The usual sputtering apparatus consists of a front load-in chamber, one or more sputtering stations at which thin-film layers are deposited on a substrate as the substrate passes through the station(s), and a load-out chamber at the opposite end of the apparatus. Housed in each load chamber is a vertically shiftable magazine constructed for holding a plurality of stacked pallets.
In operation, the apparatus, including the two end chambers, is sealed and evacuated, e.g., to a working vacuum of about 10.sup.-7 Torr or less, and the load-in magazine is lowered to place the lowermost pallet on the magazine onto a conveyor which conveys that pallet through the sputtering station(s) and onto the magazine in the load-out chamber. The two magazines are operated to transfer the vertically stacked pallets successively onto the conveyor, in a bottom-to-top direction in the load-in chamber, and in a top-to-bottom direction in the load-out chamber. After all the pallets have been processed, the apparatus is opened, the pallets removed from the load-out chamber, and a series of fresh substrate-supporting pallets stacked on the magazine in the load-in chamber.

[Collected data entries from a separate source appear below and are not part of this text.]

PR #553, opened 2020-04-28
Ensure categorical labels in violin plot x-axis labels (SCP-2213)

eweitz:
This fixes Plotly violin plots so "group" type annotations with numeric values are honored as "group".  Previously, if x-axis labels were integer strings ("1", "2", ..., "10"), some labels would be omitted.  Now, all labels are shown as intended.

I tested this manually.

This satisfies SCP-2213.

### DIFF
--- a/app/assets/javascripts/kernel-functions.js
+++ b/app/assets/javascripts/kernel-functions.js
@@ -1,3 +1,5 @@
+/* eslint-disable */
+
 /* Advanced Rule of thumb bandwidth selector from :
     https://en.wikipedia.org/wiki/Kernel_density_estimation#Bandwidth_selection
     and https://stat.ethz.ch/R-manual/R-devel/library/stats/html/bandwidth.html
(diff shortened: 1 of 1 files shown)


app/assets/javascripts/kernel-functions.js
```diff
@@ -111,6 +113,7 @@ function createTracesAndLayout(arr, title, jitter='all', expressionLabel){
     }
     var layout = {
         title: title,
+        xaxis: 'category',
```
bistline, line 116: I guess I don't understand how this fixes it... explanation?

eweitz: I just added a note in 518509c.  Unfurling the URL there for convenience:

> Forcing an axis to be categorical
If you pass string values for the x or y parameter, plotly will automatically set the corresponding axis type to category, with the exception of string of numbers, in which case the axis is linear. It is however possible to force the axis type by setting explicitely xaxis_type to be category.

There's oddly no explanation of this in the Plotly JavaScript docs, but a similar generic API applies for all languages they support.

bistline: Great - thanks!

PR #563, opened 2020-05-04
adding doUpload duplicate check logging

devonbush:


app/controllers/studies_controller.rb
```diff
@@ -452,32 +452,38 @@ def do_upload
...
-        render json: { file: { name: study_file.upload_file_name,size: upload.size } } and return
-      else
+      begin
+        study_file.update!(study_file_params)
+      rescue => e
         logger.error "#{Time.zone.now} #{study_file.errors.full_messages.join(", ")}"
+        existing_file = StudyFile.find(study_file.id)
+        if existing_file
+          ErrorTracker.report_exception(e, current_user, params)
+          logger.error("DoUpload Failed: Existing file for #{study_file.id} -- type:#{existing_file.type} name:#{existing_file.name}")
```
eweitz, line 462:
```suggestion
          logger.error("do_upload Failed: Existing file for #{study_file.id} -- type:#{existing_file.type} name:#{existing_file.name}")
```

app/controllers/studies_controller.rb
```diff
@@ -452,32 +452,38 @@ def do_upload
...
-        end
-        render json: { file: { name: study_file.upload_file_name,size: upload.size } } and return
-      else
+      begin
+        study_file.update!(study_file_params)
+      rescue => e
         logger.error "#{Time.zone.now} #{study_file.errors.full_messages.join(", ")}"
+        existing_file = StudyFile.find(study_file.id)
+        if existing_file
+          ErrorTracker.report_exception(e, current_user, params)
```
bistline, line 461: So we're pivoting to logging the error rather than trying to capture and recover from it?  I seem to remember this was the conversation.  I agree it's probably the best we can do since reproducing this is so difficult.

devonbush: yeah, I'm not sure what the right recovery path is, so we'll log it and see.

PR #2093, opened 2024-07-31
Omit subsample parameter if cluster is not subsampled (SCP-5438)

bistline:
#### BACKGROUND & CHANGES
This fixes another corner case with AnnData files not being subsampled where cell filtering does not work anymore now that the subsample selector has been hidden.  The issue is that the subsample parameter is still set to `100000` and is not correctly honoring the `isSubsampled` flag.  Now, it will always default to `null` if the cluster is not subsampled.

#### MANUAL TESTING
1. In a Rails console, find a cluster that is indexed and subsampled over 100K points and set `subsampled: false` :
```
cluster = ClusterGroup.where(indexed: true, subsampled: true, :points.gt => 100000).sample
cluster.update(subsampled: false)
```
2. Load the Explore tab for the above study and open the network tab in Chrome Dev Tools
3. Confirm that cell filtering works, and that the `facets` requests have a `subsample` value of `null`
4. Reset the cluster:
```
cluster.update(subsampled: true)
```

### DIFF
--- a/app/javascript/components/explore/ExploreDisplayTabs.jsx
+++ b/app/javascript/components/explore/ExploreDisplayTabs.jsx
@@ -99,6 +99,14 @@ export function handleClusterSwitchForFiltering(cellFilteringSelection, newCellF
   }
 }
 
+/** get the appropriate subsampling value, accounting for number of points & subsampling status **/
+export function getSubsampleThreshold(exploreParams, exploreInfo) {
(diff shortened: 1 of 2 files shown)


eweitz (approved):
Code looks good, nice quick fix!

jlchang (approved):
Thank you for the quick fix!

Heretofore, loading and unloading the pallets from a plating apparatus of this type has required inserting the pallets individually into the load-in magazine, and similarly removing the processed pallets individually from the load-out magazine. Transferring pallets to and from the apparatus chambers in this manner is relatively time-consuming, and the loading and unloading time can also lead to significant moisture accumulation in the entire system, requiring longer pump-down times to achieve the desired operational vacuum. Typically, the loading, unloading, and pump-down steps require between 1 and 2 hours for an apparatus in which the total sputtering operation cycle is only about 2 hours. That is, the loading and unloading operation can reduce the total operational time of the apparatus by at least about 50%. Given the high cost of sputtering machines, this lost time represents a serious additional cost in lost production and/or additional machine investment.
Another limitation of the above pallet-loading and unloading procedure is that, in sliding the trays into or out of the magazines, frictional contact between the edges of the pallets and the supporting surfaces of the magazines generates metal particles which get drawn into the apparatus during pump down. These particles, when deposited on the substrates during sputtering, seriously compromise the quality of the resulting sputtered medium, usually requiring that the contaminated medium be discarded.